Text To Image APIs
How does a text-to-image API call work on fal?
Text-to-image endpoints on fal return an array of image URLs. The call shape stays the same across all models on this page.
jsimport { fal } from "@fal-ai/client"; const result = await fal.subscribe("fal-ai/nano-banana-2", { input: { prompt: "A photorealistic Tokyo cafe at golden hour" } }); console.log(result.data.images[0].url);
You install `@fal-ai/client`, export `FAL_KEY`, and call any endpoint by its model string. Swapping to `openai/gpt-image-2` or `bytedance/seedream/v4.5/text-to-image` is then only a one-line change.
Which fal models render reliable typography inside images?
In-image typography is a real differentiator for a few models on fal.
- GPT Image 2 was built around accurate text rendering, with character-by-character precision across Latin scripts and CJK.
- Nano Banana 2 validates typography through Gemini 3.1 Flash Image’s reasoning step, with text generated as part of the scene.
- Nano Banana Pro extends that capability through the full Gemini 3 Pro Image foundation.

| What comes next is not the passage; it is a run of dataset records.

PR #113, opened 2019-05-31
Fix default password detection

a-martynovich:
Closes wottsecurity/api#232


vpetersson:
@a-martynovich if we're going down this path, we should probably user pairs (i.e. pi:raspberry) because in other distros, it won't be the user 'pi'.

a-martynovich:
@vpetersson I'll do that after I'm done with other urgent tasks if there still be time left.

vpetersson:
@a-martynovich let's fix the credential pairs before merging this.

a-martynovich:
@vpetersson What do you mean by that? And how does this affect credentials?

vpetersson:
What i mean is that we should check against "pi:raspberry" (i.e a mapping) rather than just the password. In the future, we will have more (such as "root:password") for instance.

PR #117, opened 2019-06-03
Apply iptables changes before gathering and sending them.

### LINKED ISSUE #114: Firewall status not being updated due to execution order
If you make a firewall change, the agent must run twice for the changes to be picked up in the interface. This is likely because we collect firewall status *before* we apply them.

a-martynovich:
Closes #114
Requires wottsecurity/api#246


vpetersson:
@a-martynovich tests failing

Issue #95, opened 2019-05-24
Publish version of agent as part of payload


vpetersson:
For debugging and troubleshooting reasons, we want to know what version a given device is running from the dashboard. Let's submit this as part of the payload and display it under the "Software" tab.

a-martynovich:
took this

PR #118, opened 2019-06-03
Get version from latest git commit.

### LINKED ISSUE #96: Consolidate Python and Deb version
As it stands right now, we have two different versions of the agent (in the same repo):

* The Python version
* The Debian package version

let's consolidate the two are coupled right now anyway.

a-martynovich:
Closes #96 #95


vpetersson:
@a-martynovich interesting. Surely there must be some standard for this, right?

a-martynovich:
@vpetersson There isn't. But `<module>.__version__` is a de-facto standard.

vpetersson:
> @vpetersson There isn't. But `<module>.__version__` is a de-facto standard.

Roger. Let's go for that then. I guess it doesn't solve the release notes fully thought, or does it?

a-martynovich:
@vpetersson there isn’t an easy way for this. Currently only the last commit message is written to the changelog which I thought was enough. The “right” way is to version it according to git tags, but since we don’t have them having full changelog doesn’t make sense either.

vpetersson:
@a-martynovich i think this is fine for now. Are we sure however that the latest version will be used in this scheme? I.e. if we have a.b.c.x and a.b.c.y, where both x and y are git hashes, how does debian know which is the most recent one?

a-martynovich:
@vpetersson The version format is now VERSION.BUILD.HASH where VERSION is what's in VERSION file ("0.1.5" right now), BUILD is CircleCI build number and HASH is a short git hash.
0.1.5.360~aabbcc > 0.1.5.359~bbccdd because 360 > 359.

vpetersson:
Ah ok. That makes sense. Good one.

version.py
```diff
@@ -0,0 +1,34 @@
...
+    build_number = getenv('CIRCLE_BUILD_NUM', '0')
+    return ver, msg, commit, build_number
+
+
+def version_string(ver, msg, commit, n):
+    return '{}.{}~{}'.format(ver, n, commit[:7])
+
+
+def write_changelog():
+    import debian.changelog
```
rptrchv: What's the purpose of importing it here?

a-martynovich: @rptrchv To write debian/changelog. We only need it when building deb package, so we import it here to avoid adding extra dependencies when we don't need them.

rptrchv: I see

Use these models when you need readable text inside the image itself, such as posters, ads, product mockups, UI screens, packaging, logos, or multilingual creative assets.
Which models on fal are tuned for photoreal output?

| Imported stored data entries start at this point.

PR #121, opened 2019-06-04
 Send NAT and MANGLE tables, v4 and v6.

a-martynovich:
Closes wottsecurity/api#148


agent/iptc_helper.py
```diff
@@ -218,7 +218,9 @@ def test_target(name, value, ipv6=False):
 def get_policy(table, chain, ipv6=False):
     """ Return the default policy of chain in a table """
     iptc_chain = _iptc_getchain(table, chain, ipv6)
-    return iptc_chain.get_policy().name
+    p = iptc_chain.get_policy()
```
vpetersson: @a-martynovich let's use better variable names that actually explains what it is.

vpetersson: Thanks!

The FLUX 1.x and FLUX 2 families anchor most photoreal workflows on fal.
- FLUX 1.1 [pro] ultra reaches 2K resolution with refined photorealism, fit for editorial and print work where surface texture matters.
- FLUX.2 [dev] delivers enhanced realism and detail control through Black Forest Labs’ second-generation architecture.
- GPT Image 2 reasons about lighting and material properties before rendering, which holds up in scenes with reflective surfaces and complex shadow geometry.
Pick these models when realism, lighting, surface detail, camera feel, and material accuracy matter more than raw generation speed.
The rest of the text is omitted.